What determined the outcome at Playa Girón, as in Vietnam and Algeria, was ultimately not which side had the superior armaments, but the class character of the contending forces and what they were fighting for. That’s what the U.S. rulers did not and can never understand. They did their mathematical calculations, as Che Guevara is quoted saying here, but they failed to measure the moral relationship of forces. “They have always been wrong about us,” Guevara concluded. “They always arrive late.”

They still are wrong about the capacities of the toilers, and they still always arrive late. And always will.

That class line is what hundreds of workers and farmers, and young people on dozens of campuses in the United States, were responding to during the recent speaking engagements by two Cuban youth leaders, Javier Dueñas and Yanelis Martínez. Their month-long visit to the United States took place as this book was being prepared. In talking about the opportunities and challenges facing working people and youth in Cuba today, in responding to what they saw and learned of the U.S. class struggle, and in answering the questions put to them everywhere about the world and the future ahead of us all, these young Cubans kept shifting the focus to the ordinary workers, farmers, and young people just awakening to political life in both Cuba and the United States. Above all, the two Cubans pointed to the capacities of working people and youth attracted to their struggles to rise to the level of consciousness, discipline, courage, and class solidarity necessary to take their own future in hand. This is what the people of Cuba have done, the example they’ve set, for the last forty-odd years.

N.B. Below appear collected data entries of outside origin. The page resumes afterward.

PR #3410, opened 2024-11-04
fix: Accept the deprecated 3 as an alias for 2

Hocuri:
fix #3408 by automatically changing a 3 to 2.

3 is a [deprecated alias for 2](https://github.com/deltachat/deltachat-core-rust/blob/37ca9d7319dabcf1cd3cf0bb75c2b4c062aa3bf0/src/login_param.rs#L18-L41), so all UIs now need to handle both values. I think it wasn't a good idea to deprecate 3 in the first place, but it's not worth it going back now.

I tested this PR like this:
- Without this PR:
  - Set certificate checks to "Accept invalid Certificates" in the settings -> `imap_certificate_checks` is 2
  - Import a backup from Desktop with "Accept invalid Certificates"
  - Open "Password and Account" in the settings -> the app crashes
- With this PR:
  - Open "Password and Account" in the settings -> the app doesn't crash anymore
  - -> `imap_certificate_checks` is 3
  - Save the settings
  -  -> `imap_certificate_checks` is 2

PR #3412, opened 2024-11-05
check spinner bounds

r10s:
_can be merged to #3410 or later to main_

Spinner is very picky about bad selections,
this is an accident waiting to happen -
eg. if new values are introduced
or someone thinks, the "deprecated" case can be removed.

better do not trust incoming data.

nb: first i did a "clip to bounds", so that larger values get the "maximum", however, although anything is better than _always_ crashing,  i think it is better to for for "default" in this case. however, this requires the "deprecated" check introduced by #3410 for the next time at least (iOS and desktop always write a `3`, probably also DeltaTouch)

### DIFF
--- a/src/main/java/org/thoughtcrime/securesms/util/ViewUtil.java
+++ b/src/main/java/org/thoughtcrime/securesms/util/ViewUtil.java
@@ -31,6 +31,8 @@ import androidx.annotation.Nullable;
 import androidx.core.view.ViewCompat;
 import androidx.core.view.WindowInsetsCompat;
 import androidx.interpolator.view.animation.FastOutSlowInInterpolator;
+
+import android.util.Log;
 import android.view.Gravity;
 import android.view.LayoutInflater;
 import android.view.View;
@@ -47,6 +49,8 @@ import com.b44t.messenger.util.concurrent.SettableFuture;
 import org.thoughtcrime.securesms.util.views.Stub;
 
 public class ViewUtil {
+  private final static String TAG = ViewUtil.class.getSimpleName();
+
   @SuppressWarnings("deprecation")
   public static void setBackground(final @NonNull View v, final @Nullable Drawable drawable) {
     v.setBackground(drawable);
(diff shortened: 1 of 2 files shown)


src/main/java/org/thoughtcrime/securesms/util/ViewUtil.java
```diff
@@ -267,4 +268,14 @@ public static int getStatusBarHeight(@NonNull View view) {
       return result;
     }
   }
+
+  // Checks if a selection is valid for a given Spinner view.
+  // Returns given selection if valid.
+  // Otherwise, to avoid ArrayIndexOutOfBoundsException, 0 is returned, assuming to refer to a good default.
+  public static int checkBounds(int selection, AbsSpinner view) {
+    if (selection < 0 || selection >= view.getCount()) {
+      return 0;
```
Hocuri, line 277: Should print a stack trace to the log here since something went wrong, maybe even show a toast

Hocuri (approved):

src/main/java/org/thoughtcrime/securesms/util/ViewUtil.java
r10s: not idea how to print a stack trace without having an exception object.

but we could log a warning, that is probably good enough

r10s: i added a commit, the shown warning looks like the following now:

```
index -9 out of bounds of androidx.appcompat.widget.AppCompatSpinner{a8b85c4 VFED..CL. ......I. 0,0-0,0 #7f0a009e app:id/cert_check}
```

Hocuri: > not idea how to print a stack trace without having an exception object.

you can simply do
```
new RuntimeException("Selection " + selection + " is not available for this spinner").printStackTrace();
```

> but we could log a warning, that is probably good enough

yes, also good enough

adbenitez: btw, printing stacktrace instead of using the logging API is discourage IIRC

adbenitez (approved):

adbenitez:
should we merge this?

“What is special is never the human material,” says the author in the pages that follow, “but the times we live in and our degree of preparation. If we’ve worked together beforehand to build a disciplined, centralized workers party—with a program and strategy that advances the historic line of march of our class worldwide—then we’ll be ready for new opportunities in the class struggle when they explode in totally unanticipated ways. We’ll be prepared to build a mass proletarian combat party that can take on the capitalist rulers in revolutionary struggle and defeat them. That is the most important lesson that every one of us can draw.”

If the victory of the people of Cuba at Playa Girón is still stuck in Washington’s craw some forty years later, it is not because of something that happened long ago or miles away. It is because of the present and the future right here in the United States, where, as Jack Barnes concludes in the opening chapter of this book, the revolutionary capacities of the workers and farmers are “as utterly discounted by the ruling powers as were those of the peasant and proletarian masses of Cuba. And just as wrongly.”

That is what Cuba and the Coming American Revolution is about.